P.- ¿Qué formación se necesita para ser wedding planner?
R.-
La formación debe ser continua. En mi caso, poseo un máster en organización de eventos y protocolo, y realizo formación continua en interiorismo, paisajismo, floristería… porque todo va cambiando.


Las redes sociales son un panel de inspiración enorme, pero la gente se cansa pronto, por lo que las ideas caducan muy rápidamente. Un ejemplo muy claro de esto son las sillas, antes los restaurantes podían mantener las mismas durante 20 años, pero ahora cada pareja elige la suya.


P.- ¿Cómo se financian tus servicios?
R.-
Va en función de cada pareja, no tenemos tarifas establecidas.
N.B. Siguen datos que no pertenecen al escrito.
PR #162, opened 2020-05-10
flipped SVG track order to put 0 at the outside

flimshaw:
I am not sure if this is a universal bug or anything, but it seemed to me that the render order of tracks on the svg output was backwards for my Brother WP disks, so I figured I'd send a PR.


davidgiven:
Yes, indeed it is. This explains why I was never able to get a good visualisation on C64 disks.

hharte (approved):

En una reunión previa les damos un presupuesto, gestionamos una reserva y se fijan tres plazos de pago. En el contrato, negociado por ambas partes, se establecen las condiciones del servicio y el método de pago.


P.- ¿Habrás tenido imprevistos?
R.-
Millones, daría para escribir una enciclopedia. Todos se han solventado. Siempre digo que me tengo que ganar el sueldo en todas las bodas. Y hay de todo, la novia se olvida del ramo, las damas de honor se retrasan, un invitado se duerme en un cuarto de calderas, se rompe el vestido de ella y el traje de él, que no llegue el Dj, que el alcalde no se acuerde de que debe oficiar una boda… (risas)


P.- ¿En qué te diferencias de otros?
R.-
Para mí lo más importante es el feeling y la confianza con el cliente. Un wedding planner es un profesional en el que hay que confiar, porque el cliente deja de tener un poco el control del evento. Con los años he acumulado experiencia y sé lidiar con muchas cosas, pero al final ambas partes debemos sentirnos a gusto y confiar el uno en el otro.